Objective: The objective of the study was to examine the effects of DPP-4 inhibition on fasting islet function.

Design: We conducted a randomized, double-blind, placebo-controlled trial.

Setting: The study was performed in General Clinical Research Centers at two University Hospitals.

Subjects: Forty-one subjects with T2DM were treated with metformin or diet, having good glycemic control with glycosylated hemoglobin values of 6.2–7.5%.

Intervention: Subjects were treated with vildagliptin (50 mg twice daily) or placebo for 3 months, followed by a 2-wk washout.

Major Outcome Measure: We measured insulin secretion in response to iv glucose and arginine before and after treatment and after drug washout.
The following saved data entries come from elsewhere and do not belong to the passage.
PR #392, opened 2023-05-05
feat: replace `glob-to-regexp` with `URLPattern`

eduardoboucas:

Replaces the `glob-to-regexp` library with the web platform standard `URLPattern` (using a polyfill, since it's not yet part of Node.js).

This should retain the same functionality advertised in our docs while paving the way for https://github.com/netlify/pod-compute/issues/459.


node/utils/urlpattern.ts
```diff
@@ -0,0 +1,7 @@
+import { URLPattern } from 'urlpattern-polyfill'
+
+export class ExtendedURLPattern extends URLPattern {
+  // @ts-expect-error Internal property that the underlying class is using but
+  // not exposing.
+  regexp: Record<string, RegExp>
```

Results: There were small and comparable reductions in glycosylated hemoglobin in both groups over 3 months. Vildagliptin increased fasting GLP-1 levels in subjects taking metformin, but not those managed with diet, and raised active GIP levels slightly. DPP-4 inhibitor treatment improved the acute insulin and C-peptide responses to glucose (50 and 100% respectively; P < 0.05) and increased the slope of the C-peptide response to glucose (33%; P = 0.023).

Conclusion: Vildagliptin improves islet function in T2DM under fasting conditions. This suggests that DPP-4 inhibition has metabolic benefits in addition to enhancing meal-induced GLP-1 and GIP activity.